The “free month” being an apology for somehow presiding over an almost catastroph­ic loss of a service that I pay handsomely for them to provide.

I’d been trying to download early versions of the very pages you’re now reading to check them for any unlikely mistakes made by either me or my esteemed colleagues.

But my Wi-Fi seemed to suddenly have been reduced from a fairly steady stream of informatio­n-packed internet juice to a stuttering, mostly useless, trickle.

So I rang Sky, who provide my broadband, and spoke to the nice lady.

I am meant to get, she explained, at the very bare minimum, as per Sky’s “promise”, 17Mbps over Wi-Fi.

I remembered averaging about 24 – nowhere near the 64 claimed when they plugged me into their system, but as that was hard-wired speed instead of Wi-Fi, I could accept it.

Besides, we’re not gamers in our house.
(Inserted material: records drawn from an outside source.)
PR #4967, opened 2024-09-11
[IMP] custom color: handle all the chart colors

hokolomopo:
## Description

The custom color plugin wasn't handling data series color, or chart title color. Now we run a regex through the whole chart definition to get all the colors, so we don't have to think to add new handling in the custom color plugin every time we add a chart customization.

Task: [4178763](https://www.odoo.com/web#id=4178763&action=333&active_id=2328&model=project.task&view_type=form&cids=1&menu_id=4720)

## review checklist

- [ ] exportable in excel
- [ ] unit tested
- [ ] clean commented code
- [ ] track breaking changes

### DIFF
--- a/src/plugins/ui_core_views/custom_colors.ts
+++ b/src/plugins/ui_core_views/custom_colors.ts
@@ -9,9 +9,10 @@ import {
   rgbaToHSLA,
   toHex,
 } from "../../helpers";
-import { GaugeChart, ScorecardChart } from "../../helpers/figures/charts";
-import { Color, CoreViewCommand, Immutable, RGBA, TableElementStyle, UID } from "../../types";
+import { Color, Command, Immutable, RGBA, TableElementStyle, UID } from "../../types";
 import { UIPlugin, UIPluginConfig } from "../ui_plugin";
+
+const chartColorRegex = /"(#[0-9a-fA-F]{6})"/g;
 
 /**
  * https://tomekdev.com/posts/sorting-colors-in-js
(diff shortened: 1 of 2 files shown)


src/plugins/ui_core_views/custom_colors.ts
```diff
@@ -157,29 +163,17 @@ export class CustomColorsPlugin extends UIPlugin<CustomColorState> {
...
-          chartsColors.add(colors.middleColor);
-          chartsColors.add(colors.upperColor);
-          break;
-        case "scorecard":
-          const scoreChart = chart as ScorecardChart;
-          chartsColors.add(scoreChart.baselineColorDown);
-          chartsColors.add(scoreChart.baselineColorUp);
-          break;
+    const stringifiedChart = JSON.stringify(chart.getDefinition());
+    const colors = stringifiedChart.match(chartColorRegex);
```
rrahir, line 173:
```suggestion
    const colors = stringifiedChart.matchAll(chartColorRegex);
```
will return the matching groups as well so you don"'t have to do string manipulation afterwards ;-)

src/plugins/ui_core_views/custom_colors.ts
```diff
@@ -76,16 +77,23 @@ export class CustomColorsPlugin extends UIPlugin<CustomColorState> {
...
   }
 
-  handle(cmd: CoreViewCommand) {
+  handle(cmd: Command) {
     switch (cmd.type) {
-      case "UPDATE_CELL":
+      case "START":
+        for (const sheetId of this.getters.getSheetIds()) {
+          for (const chartId of this.getters.getChartIds(sheetId)) {
+            this.tryToAddColors(this.getChartColors(chartId));
```
rrahir, line 88: shouldn't it concern every color source?

hokolomopo: the other ones are computed at every finalize, so we shouldn't need to bother with them there

rrahir:
@robodoo r+

rrahir:
@robodoo r-

src/plugins/ui_core_views/custom_colors.ts
```diff
@@ -220,13 +208,15 @@ export class CustomColorsPlugin extends UIPlugin<CustomColorState> {
...
-    if (!isColorValid(color)) {
-      return;
-    }
-    const formattedColor = toHex(color);
-    if (color && !COLOR_PICKER_DEFAULTS.includes(formattedColor)) {
-      this.history.update("customColors", formattedColor, true);
+  private tryToAddColors(colors: Color[]) {
+    for (const color of colors) {
+      if (!isColorValid(color)) {
+        return;
```
LucasLefevre, line 214: otherwise, as soon as one color is invalid, all the following colors are ignored
```suggestion
        continue;
```

LucasLefevre (commented):
`this.getChartColors(sheetId)` in `computeCustomColors` is completely wrong :stuck_out_tongue_closed_eyes: (sheetId vs expected ChartId).
It can be removed.
But actually, why are charts handled differently (not at finalize with the other stuff)?

hokolomopo:
> But actually, why are charts handled differently (not at finalize with the other stuff)?

Because it's way better performance-wise to not parse the chart every time we have some random command that triggers a finalize, but to only do that when we have a command that actually updates the chart. 

Actually I think I'll do another commit to compute every color this way, the plugin does not care at all about the evaluation, so it make no sense to do things in the finalize ? (I guess there was some older version of this plugin where it mattered). And handling the commands separatly would be way better than looping on every cell at each command.

LucasLefevre (approved):
robodoo r +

We don’t even have a console.

Streaming

The nearest we get to streaming is bingeing on Netflix or a boxset.

But we do each have a mobile and a tablet that are all Wi-Fied up to the account.

The laptop I’m tapping on is the same.

After that, there’s the Alexa Echo blinking away in the corner, slyly recording every word we say.

And the smart soundbar. Attached to the smart TV.

And the smart speaker I never use but which is also plugged into a live socket in the kitchen.

In the bedroom, we’ve got another, almost never used TV, which itself has a Sky box pumping more Sky services into it. Both are permanentl­y switched on. So are the electric toothbrush chargers.

And we haven’t turned off the “big telly” or its Sky Q box or any of the attached things complement­ing it for, quite literally, years.

In the kitchen, the washing machine remains plugged in all night despite the fact it will never, ever be used in those times.

Sure, the freezer keeps the food frozen, and the fridge keeps it chilled, but why is the microwave flashing the time at me – and, as ever, an hour out?

Or the main oven. Does it also need to know the time? Does it need to be “on” when it’s doing nothing else?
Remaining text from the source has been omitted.